Laser Wakefield Plasma Acceleration
Laser Wakefield Plasma Acceleration (LWPA) is a method of accelerating electrons that can achieve extremely high accelerating gradients by the interaction of a high power laser pulse with a plasma (1). This is an attractive technology because as the accelerating gradient is much higher than for conventional radio-frequency (RF) cavities it raises the possibility of much shorter accelerators for a given particle energy (2) which has driven an intense research effort over the past decade with many notable successes (3). The standard approach to LWPA is to use a single very intense laser pulse to excite the plasma oscillations which create the accelerating gradient. This requires complex and expensive laser systems to reach the required powers which can only be supported at specialist facilities, often at national labs.

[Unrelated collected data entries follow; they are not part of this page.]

PR #351, opened 2021-12-28
Develop

anna-tovkailo:


src/scripts/main.js
```diff
@@ -1,3 +1,65 @@
 'use strict';
 
-// write code here
+const queryList = document.querySelector('ul').children;
+
+const getEmployees = function(list) {
+  const arrayList = [...list].map(item => {
```
aliceblunt8, line 6:
```suggestion
  const arrayList = list.map(item => {
```

src/scripts/main.js
```diff
@@ -1,3 +1,65 @@
...
+      return 1;
+    }
+
+    return 0;
+  });
+
+  return list;
+};
+
+sortList(listForSort);
```
aliceblunt8, line 46:
```suggestion
const sortList = function(list) {
  list.sort(function(a, b) {
    let aSort = a.salary.slice(1, 10).split(',');

    aSort = Number(aSort.join(''));

    let bSort = b.salary.slice(1, 10).split(',');

    bSort = Number(bSort.join(''));

    if (aSort > bSort) {
      return -1;
    }

    if (aSort < bSort) {
      return 1;
    }

    return 0;
  });

  return list;
};

sortList(getEmployees(queryList));
```

src/scripts/main.js
```diff
@@ -1,3 +1,65 @@
...
+
+const sortList = function(list) {
+  list.sort(function(a, b) {
+    let aSort = a.salary.slice(1, 10).split(',');
+
+    aSort = Number(aSort.join(''));
+
+    let bSort = b.salary.slice(1, 10).split(',');
+
+    bSort = Number(bSort.join(''));
```
aliceblunt8, line 30: you can create a separate function for formatting values before sorting them

aliceblunt8: DRY

aliceblunt8: after that you can reduce your code inside sort to smth like this
```
(a, b) => toNumber(b.salary) - toNumber(a.salary)
```

src/scripts/main.js
```diff
@@ -1,3 +1,65 @@
...
-// write code here
+const queryList = document.querySelector('ul').children;
+
+const getEmployees = function(list) {
+  const arrayList = [...list].map(item => {
+    const itemEmployee = {
+      name: item.innerHTML.trim(),
+      position: item.getAttribute('data-position'),
+      salary: item.getAttribute('data-salary'),
+      age: item.getAttribute('data-age'),
```
aliceblunt8, line 11:
```suggestion
      ...item.dataset,
```

aliceblunt8: this should work too

aliceblunt8: then just position,  salary  and age will be stored inside dataset object

src/scripts/main.js
```diff
@@ -1,3 +1,65 @@
...
+for (let i = 0; i < listForSort.length; i++) {
+  const item = document.createElement('li');
+
+  item.innerHTML = listForSort[i].name;
+  item.setAttribute('data-position', listForSort[i].position);
+  item.setAttribute('data-salary', listForSort[i].salary);
+  item.setAttribute('data-age', listForSort[i].age);
+
+  thisList.append(item);
+}
```
aliceblunt8, line 65: why not just?

```
thisList.append(...listForSort);
```

aliceblunt8 (changes requested):

src/scripts/main.js
anna-tovkailo: I can't do that, list is a collection, there seems to be no way to use "map"

src/scripts/main.js
anna-tovkailo: It doesn't work either, the list is used below in a loop. Or there, too, must be changed to getEmployees?

src/scripts/main.js
anna-tovkailo: I moved the formatting into a separate function, but this syntax does not work for me

src/scripts/main.js
anna-tovkailo: fixed, thanks!

src/scripts/main.js
anna-tovkailo: listForSort is an array of objects, not "li", so I can't append it at once. And previous list cannot be deleted without "for" with "x.remove()"

varseniuk (approved):
👍

PR #390, opened 2022-04-02
Result

xpromt:


Bohdan-Maksymiuk (changes requested):
check demo link

xpromt:
https://xpromt.github.io/js_task_parse_list_DOM

src/scripts/main.js
```diff
@@ -1,3 +1,25 @@
...
+    const next = +y.dataset.salary.replace(',', '').replace('$', '');
+
+    return next - prev;
+  });
+
+  return empList.append(...list);
+}
+
+function getEmployees(list) {
+  return [...list].map(employee => ({
```
aliceblunt8, line 18: map method doesn't mutate the original list

```suggestion
  return list.map(employee => ({
```

aliceblunt8 (approved):

PR #405, opened 2022-04-18
develop

MariaBondar:


src/scripts/main.js
```diff
@@ -1,3 +1,28 @@
...
+const employeesList = [...list.children];
+
+function salary(str) {
+  return +str.split('').filter(char => '0123456789'.includes(char)).join('');
+}
+
+function sortList(str) {
+  const sortedBySalary = str.sort((x, y) =>
+    salary(x.dataset.salary) - salary(y.dataset.salary)
+  );
```
ivan-kadykalo, line 13: You should make reverse list, with descent.

src/scripts/main.js
```diff
@@ -1,3 +1,28 @@
...
+
+  sortedBySalary.map(element => list.append(element));
```
ivan-kadykalo, line 15: there is no need in map, you didn't return anything
forEach will work also

ivan-kadykalo (changes requested):

PR #459, opened 2022-07-06
Solution

fledith:
[DEMO LINK](https://fledith.github.io/js_task_parse_list_DOM/)

### DIFF
--- a/src/scripts/main.js
+++ b/src/scripts/main.js
@@ -1,3 +1,34 @@
 'use strict';
 
-// write code here
+class Employer {
+  constructor(fullName, position, salary, age) {
+    this.name = fullName;
+    this.position = position;
+    this.salary = salary;
+    this.age = age;
+  }
+}
+
+const employers = [];
+
+const li = document.querySelectorAll('li');
+const fullNames = [...li].map(item => item.innerText);
+const positions = [...li].map(item => item.getAttribute('data-position'));
+const salaries = [...li].map(item =>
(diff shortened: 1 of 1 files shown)


src/scripts/main.js
```diff
@@ -1,3 +1,34 @@
...
+    this.salary = salary;
+    this.age = age;
+  }
+}
+
+const employers = [];
+
+const li = document.querySelectorAll('li');
+const fullNames = [...li].map(item => item.innerText);
+const positions = [...li].map(item => item.getAttribute('data-position'));
```
solaryasha, line 16: use dataset here

solaryasha (changes requested):
> Create function sortList, which takes a list property, and sorts list items in descending order by salary from data attribute. (Salary from data attribute is a string, do not forget to convert it to number, write helper function for it). Append sorted items to list.

Call both functions.

src/scripts/main.js
```diff
@@ -1,3 +1,47 @@
...
+    employer[employer.length] = new Employer(list[i].innerText,
+      list[i].dataset.position,
+      +list[i].dataset.salary.replace(/\D/g, ''),
+      list[i].dataset.age);
+  }
+
+  return employer;
+}
+
+function listSorted(list) {
```
solaryasha, line 27:
```suggestion
function sortList(list) {
```

solaryasha (approved):

PR #475, opened 2022-07-18
Solution

Lentyaeev:
[DEMO LINK](https://lentyaeev.github.io/js_task_parse_list_DOM/)


VETALEK (changes requested):
let's use array iteration methods instead of loops 😉

PR #476, opened 2022-07-18
Solution

TwoAndMore:
- [DEMO LINK](https://TwoAndMore.github.io/js_task_parse_list_DOM/)

### DIFF
--- a/src/scripts/main.js
+++ b/src/scripts/main.js
@@ -1,3 +1,38 @@
 'use strict';
 
-// write code here
+const employeesList = [...document.querySelectorAll('li')];
+
+function sortList(list) {
+  list.sort((a, b) => b.salary - a.salary);
+}
+
+function getEmployees(list) {
+  const people = [];
+
+  for (const elem of list) {
+    const person = {};
+
+    person.name = elem.innerText;
+    person.position = elem.dataset.position;
+    person.salary = elem.dataset.salary.replace(/[$,]/g, '');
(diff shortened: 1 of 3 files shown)


src/scripts/main.js
```diff
@@ -1,3 +1,38 @@
 'use strict';
 
-// write code here
+const employeesList = [...document.querySelectorAll('li')];
+
+function sortList(list) {
+  list.sort((a, b) => b.salary - a.salary);
+}
```
VETALEK, line 7: either call it `sortBySalary` or remove this function and just create a callback with salary comparison 😉

src/scripts/main.js
```diff
@@ -1,3 +1,38 @@
...
+  }
+
+  return people;
+}
+
+const employees = getEmployees(employeesList);
+
+sortList(employees);
+
+for (let i = 0; i < employees.length; i++) {
```
VETALEK, line 30: array iteration methods 😿

VETALEK (changes requested):
Good start 🔥

src/scripts/main.js
TwoAndMore: ```Create function sortList, which takes a list property, and sorts list items in descending order by salary from data attribute. (Salary from data attribute is a string, do not forget to convert it to number, write helper function for it). Append sorted items to list.```

VETALEK (approved):
🚀

PR #486, opened 2022-07-22
ready

denenergi:
[DEMO LINK](https://denenergi.github.io/js_task_parse_list_DOM/)

### DIFF
--- a/src/scripts/main.js
+++ b/src/scripts/main.js
@@ -1,3 +1,15 @@
 'use strict';
 
-// write code here
+const listItem = document.querySelector('.list');
+const item = document.querySelectorAll('.item');
+
+function sortList(list) {
+  return [...list].sort((a, b) =>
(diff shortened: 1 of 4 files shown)


fledith (changes requested):
You don't need to change styles or HTML layout in this task. Change only main.js file.

src/scripts/main.js
```diff
@@ -1,3 +1,15 @@
 'use strict';
 
-// write code here
+const listItem = document.querySelector('ul');
+const item = document.querySelectorAll('li');
+
+function sortList(list) {
+  return [...list].sort((a, b) =>
+    b.dataset.salary.replace(/\D/g, '') - a.dataset.salary.replace(/\D/g, ''));
```
Ihor-Karpyn, line 8:
```suggestion
  return [...list].sort((a, b) => (
    b.dataset.salary.replace(/\D/g, '') - a.dataset.salary.replace(/\D/g, '')
  ));
```

Ihor-Karpyn (approved):

PR #696, opened 2015-04-20
Enable deletion of entire symlink (but not contents)

crisptrutski:
Refs #557 

@guybedford hopefully the scariness is contained. Would really like to test this before release (tested manually in dummy project at least).

Also, what are "soft links" like on windows? Can node tell them apart?

### DIFF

We are pursuing a different method of exciting the plasma. Instead of having a single laser pulse, we are researching the use of a train of pulses spaced to resonantly enhance the plasma oscillation. This has been investigated in a number of theoretical papers (4i-iv) but not yet demonstrated experimentally. We plan to use our expertise in high power fibre lasers in collaboration with Simon Hooker's LWPA group in Oxford to test the theoretical predictions on resonant laser plasma enhancement and build a laser plasma accelerator based on this approach. Additionally, we are working in collaboration with Stuart Mangle's group at Imperial College London.